PR #1390, opened 2025-02-14
Add sdl2 and sdl3 outputs in sdl feedstock

ymontmarin:
This PR adds the `sdl2` and `sdl3`output to the [sdl-feedstock](https://github.com/conda-forge/sdl-feedstock).

To follow package manager habits, SDL major version are released with different package name, but following discussion in https://github.com/conda-forge/staged-recipes/pull/29061#issuecomment-2658421352 we manage to reunite all the major version in one feedstock.

## Checklist:

### DIFF
--- a/requests/sdl.yml
+++ b/requests/sdl.yml
@@ -1,0 +1,4 @@
+action: add_feedstock_output
+feedstock_to_output_mapping:
+  - sdl: sdl2
+  - sdl: sdl3


requests/sdl.yml
```diff
@@ -0,0 +1,4 @@
+action: add_feedstock_output
+feedstock_to_output_mapping:
+  - sdl: sdl2
+  - sdl: sdl3
```
h-vetinari, line 4: Do we need `sdl2-compat` here as well?

ymontmarin: No we do not as `sdl2-compat` upstream package is intended to be a new `sdl2` package with patch number >=50 as discussed here: https://github.com/conda-forge/staged-recipes/pull/29061#issuecomment-2653903072

PR #1396, opened 2025-02-19
Remove BasicTools feedstock. Change name of lib to Muscat

fbordeu:

## Checklist:

* [x] I want to archive a feedstock:
  * [x] Pinged the team for that feedstock for their input.
  * [x] Make sure you have opened an issue on the feedstock explaining why it was archived.
  * [x] Linked that issue in this PR description.
  * [x] Added links to any other relevant issues/PRs in the PR description.

### DIFF
--- a/requests/basictools-archive.yml
+++ b/requests/basictools-archive.yml
@@ -1,0 +1,3 @@
+action: archive
+feedstocks:
+  - basictools


fbordeu:
Pinged the team for that feedstock for their input. -> I'm the maintainer.

fbordeu:
Make sure you have opened an issue on the feedstock explaining why it was archived.

https://github.com/conda-forge/basictools-feedstock/issues/55

jaimergp:
By archiving it, the 1.x series won't be rebuilt for newer libraries like boost, so it might become increasingly difficult to install in the future. Just confirming you are ok with that.

fbordeu:
Yes I confirm

PR #1397, opened 2025-02-19
muscat-split-feedstock. Add GPU ci

fbordeu:
The new functionalities of muscat uses kokkos as backend. This backend can use cpu or gpu for the computation.
To test muscat packages (muscat-core package) I need access to a gpu ci. The compilation as well as the tests are really small. 

Compilation of around 60 files. les dans 10 minutes.
Test of the lib. less than 5 minutes.

## Checklist:


fbordeu:
I'm the maintainer of https://github.com/conda-forge/muscat-split-feedstock

jaimergp:
You'll need to add yourself to https://github.com/Quansight/open-gpu-server/blob/main/access/conda-forge-users.json as well. Ping me once done.

fbordeu:
Ok, thanks for the info. Now I'm on vacation. Will do it next week.

fbordeu:
hi @jaimergp I just created a MR to add myself to https://github.com/Quansight/open-gpu-server/blob/main/access/conda-forge-users.json  here is the MR https://github.com/Quansight/open-gpu-server/pull/59

jaimergp (approved):

fbordeu:
@jaimergp Thanks

PR #1401, opened 2025-02-24
Add `apache-beam-with-*` extras

xylar:
The latest update to apache-beam in https://github.com/conda-forge/apache-beam-feedstock/pull/91 attempts to add outputs for new extras, but these are not being allowed at the moment.

## Checklist:

ping @conda-forge/apache-beam


xylar:
Thank you @ocefpaf!!

PR #53, opened 2020-05-16
Mark re2=2020.0501 as broken

xhochy:
They bumped the SONAME but we don't have a `run_exports` in this package at all, feedstock issue: https://github.com/conda-forge/re2-feedstock/issues/37

I'll fix the feedstock and make a repodata patch afterwards.

Checklist:

* [x] Added a link to the relevant issue in the PR description.
* [x] Pinged the team for the package.

@conda-forge/re2

PR #51, opened 2020-05-14
Mark python-language-server 0.32.0 build0 as broken

ccordoba12:
* Dependencies were not updated correctly in that build. See https://github.com/conda-forge/python-language-server-feedstock/pull/52 and https://github.com/conda-forge/python-language-server-feedstock/pull/53 for the fix.
* Ping @conda-forge/python-language-server about it (I'm part of that team).

PR #48, opened 2020-05-08
Remove broken Sphinxdft version

jan-janssen:
Checklist:

* [x] Added a link to the relevant issue in the PR description.
* [x] Pinged the team for the package.
<!
  For example if you are trying to mark a python package as broken.

      ping @conda-forge/python
!>

PR #1406, opened 2025-02-26
Mark vendoring jupyter_scheduler packages as broken

zklaus:

## Checklist:

## Description
Older builder of jupyter_scheduler vendor a significant number of other, popular packages such as SQLAlchemy and Pydantic, among others.
This happened by accident because the standard, grayskull-provided install script line made pip install dependencies, which slipped through quality control.

The feedstock side is discussed in conda-forge/jupyter_scheduler-feedstock#46, the recipe is fixed to prevent this happening again in the future (though the rebuilds of older versions are still outstanding.

Here, we need to mark the offending builds as broken, which this PR is for.

@conda-forge/jupyter_scheduler, please weigh in as you see fit.


h-vetinari:
> though the rebuilds of older versions are still outstanding.

IMO the rebuilds (to whatever extent that is deemed necessary) should come before marking the existing packages as broken.

zklaus:
> > though the rebuilds of older versions are still outstanding.
> 
> IMO the rebuilds (to whatever extent that is deemed necessary) should come before marking the existing packages as broken.

Makes sense. Let's see what the team has to say. My gut feeling is that the three remaining versions is enough.

andrii-i:
Hi everone. As discussed here https://github.com/conda-forge/jupyter_scheduler-feedstock/issues/46#issuecomment-2716140324, I've rebuilt latest patch of each minor version >2, <2.8.0. Non-rebuilt 2.x versions < 2.8.0 and all 1.x versions can be marked as broken (1.x supports JupyterLab 3 which reached end of life and end of support).

Versions I've rebuilt:
* 2.7.1 #49 
* 2.6.0 #50 
* 2.5.2 #51 
* 2.4.0 #52 
* 2.3.0 #53 
* 2.2.0 #54 
* 2.1.0 #48 

Versions OK to be marked as broken:
* 2.7.0
* 2.5.1
* 2.5.0
* All 1.x versions

Thank you for looking into this.

andrii-i (changes requested):
Only mark following versions as broken:
 - 2.7.0
 - 2.5.1
 - 2.5.0
 - All 1.x versions

PR #1412, opened 2025-03-01
add ipython output _ipython_tests

bollwyvl:

## Checklist:

ping @conda-forge/ipython

This adds an output `_ipython_tests` to `ipython`, added in https://github.com/conda-forge/ipython-feedstock/pull/231

### DIFF
--- a/requests/ipython-tests.yml
+++ b/requests/ipython-tests.yml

● **About this exercise**
Repeat the entries word for word. Skip none of them.

● **Answer to the problem**
PR #1390, opened 2025-02-14
Add sdl2 and sdl3 outputs in sdl feedstock

ymontmarin:
This PR adds the `sdl2` and `sdl3`output to the [sdl-feedstock](https://github.com/conda-forge/sdl-feedstock).

To follow package manager habits, SDL major version are released with different package name, but following discussion in https://github.com/conda-forge/staged-recipes/pull/29061#issuecomment-2658421352 we manage to reunite all the major version in one feedstock.

## Checklist:

### DIFF
--- a/requests/sdl.yml
+++ b/requests/sdl.yml
@@ -1,0 +1,4 @@
+action: add_feedstock_output
+feedstock_to_output_mapping:
+  - sdl: sdl2
+  - sdl: sdl3


requests/sdl.yml
```diff
@@ -0,0 +1,4 @@
+action: add_feedstock_output
+feedstock_to_output_mapping:
+  - sdl: sdl2
+  - sdl: sdl3
```
h-vetinari, line 4: Do we need `sdl2-compat` here as well?

ymontmarin: No we do not as `sdl2-compat` upstream package is intended to be a new `sdl2` package with patch number >=50 as discussed here: https://github.com/conda-forge/staged-recipes/pull/29061#issuecomment-2653903072

PR #1396, opened 2025-02-19
Remove BasicTools feedstock. Change name of lib to Muscat

fbordeu:

## Checklist:

* [x] I want to archive a feedstock:
  * [x] Pinged the team for that feedstock for their input.
  * [x] Make sure you have opened an issue on the feedstock explaining why it was archived.
  * [x] Linked that issue in this PR description.
  * [x] Added links to any other relevant issues/PRs in the PR description.

### DIFF
--- a/requests/basictools-archive.yml
+++ b/requests/basictools-archive.yml
@@ -1,0 +1,3 @@
+action: archive
+feedstocks:
+  - basictools


fbordeu:
Pinged the team for that feedstock for their input. -> I'm the maintainer.

fbordeu:
Make sure you have opened an issue on the feedstock explaining why it was archived.

https://github.com/conda-forge/basictools-feedstock/issues/55

jaimergp:
By archiving it, the 1.x series won't be rebuilt for newer libraries like boost, so it might become increasingly difficult to install in the future. Just confirming you are ok with that.

fbordeu:
Yes I confirm

PR #1397, opened 2025-02-19
muscat-split-feedstock. Add GPU ci

fbordeu:
The new functionalities of muscat uses kokkos as backend. This backend can use cpu or gpu for the computation.
To test muscat packages (muscat-core package) I need access to a gpu ci. The compilation as well as the tests are really small. 

Compilation of around 60 files. les dans 10 minutes.
Test of the lib. less than 5 minutes.

## Checklist:


fbordeu:
I'm the maintainer of https://github.com/conda-forge/muscat-split-feedstock

jaimergp:
You'll need to add yourself to https://github.com/Quansight/open-gpu-server/blob/main/access/conda-forge-users.json as well. Ping me once done.

fbordeu:
Ok, thanks for the info. Now I'm on vacation. Will do it next week.

fbordeu:
hi @jaimergp I just created a MR to add myself to https://github.com/Quansight/open-gpu-server/blob/main/access/conda-forge-users.json  here is the MR https://github.com/Quansight/open-gpu-server/pull/59

jaimergp (approved):

fbordeu:
@jaimergp Thanks

PR #1401, opened 2025-02-24
Add `apache-beam-with-*` extras

xylar:
The latest update to apache-beam in https://github.com/conda-forge/apache-beam-feedstock/pull/91 attempts to add outputs for new extras, but these are not being allowed at the moment.

## Checklist:

ping @conda-forge/apache-beam


xylar:
Thank you @ocefpaf!!

PR #53, opened 2020-05-16
Mark re2=2020.0501 as broken

xhochy:
They bumped the SONAME but we don't have a `run_exports` in this package at all, feedstock issue: https://github.com/conda-forge/re2-feedstock/issues/37

I'll fix the feedstock and make a repodata patch afterwards.

Checklist:

* [x] Added a link to the relevant issue in the PR description.
* [x] Pinged the team for the package.

@conda-forge/re2

PR #51, opened 2020-05-14
Mark python-language-server 0.32.0 build0 as broken

ccordoba12:
* Dependencies were not updated correctly in that build. See https://github.com/conda-forge/python-language-server-feedstock/pull/52 and https://github.com/conda-forge/python-language-server-feedstock/pull/53 for the fix.
* Ping @conda-forge/python-language-server about it (I'm part of that team).

PR #48, opened 2020-05-08
Remove broken Sphinxdft version

jan-janssen:
Checklist:

* [x] Added a link to the relevant issue in the PR description.
* [x] Pinged the team for the package.
<!
  For example if you are trying to mark a python package as broken.

      ping @conda-forge/python
!>

PR #1406, opened 2025-02-26
Mark vendoring jupyter_scheduler packages as broken

zklaus:

## Checklist:

## Description
Older builder of jupyter_scheduler vendor a significant number of other, popular packages such as SQLAlchemy and Pydantic, among others.
This happened by accident because the standard, grayskull-provided install script line made pip install dependencies, which slipped through quality control.

The feedstock side is discussed in conda-forge/jupyter_scheduler-feedstock#46, the recipe is fixed to prevent this happening again in the future (though the rebuilds of older versions are still outstanding.

Here, we need to mark the offending builds as broken, which this PR is for.

@conda-forge/jupyter_scheduler, please weigh in as you see fit.


h-vetinari:
> though the rebuilds of older versions are still outstanding.

IMO the rebuilds (to whatever extent that is deemed necessary) should come before marking the existing packages as broken.

zklaus:
> > though the rebuilds of older versions are still outstanding.
> 
> IMO the rebuilds (to whatever extent that is deemed necessary) should come before marking the existing packages as broken.

Makes sense. Let's see what the team has to say. My gut feeling is that the three remaining versions is enough.

andrii-i:
Hi everone. As discussed here https://github.com/conda-forge/jupyter_scheduler-feedstock/issues/46#issuecomment-2716140324, I've rebuilt latest patch of each minor version >2, <2.8.0. Non-rebuilt 2.x versions < 2.8.0 and all 1.x versions can be marked as broken (1.x supports JupyterLab 3 which reached end of life and end of support).

Versions I've rebuilt:
* 2.7.1 #49 
* 2.6.0 #50 
* 2.5.2 #51 
* 2.4.0 #52 
* 2.3.0 #53 
* 2.2.0 #54 
* 2.1.0 #48 

Versions OK to be marked as broken:
* 2.7.0
* 2.5.1
* 2.5.0
* All 1.x versions

Thank you for looking into this.

andrii-i (changes requested):
Only mark following versions as broken:
 - 2.7.0
 - 2.5.1
 - 2.5.0
 - All 1.x versions

PR #1412, opened 2025-03-01
add ipython output _ipython_tests

bollwyvl:

## Checklist:

ping @conda-forge/ipython

This adds an output `_ipython_tests` to `ipython`, added in https://github.com/conda-forge/ipython-feedstock/pull/231

### DIFF
--- a/requests/ipython-tests.yml
+++ b/requests/ipython-tests.yml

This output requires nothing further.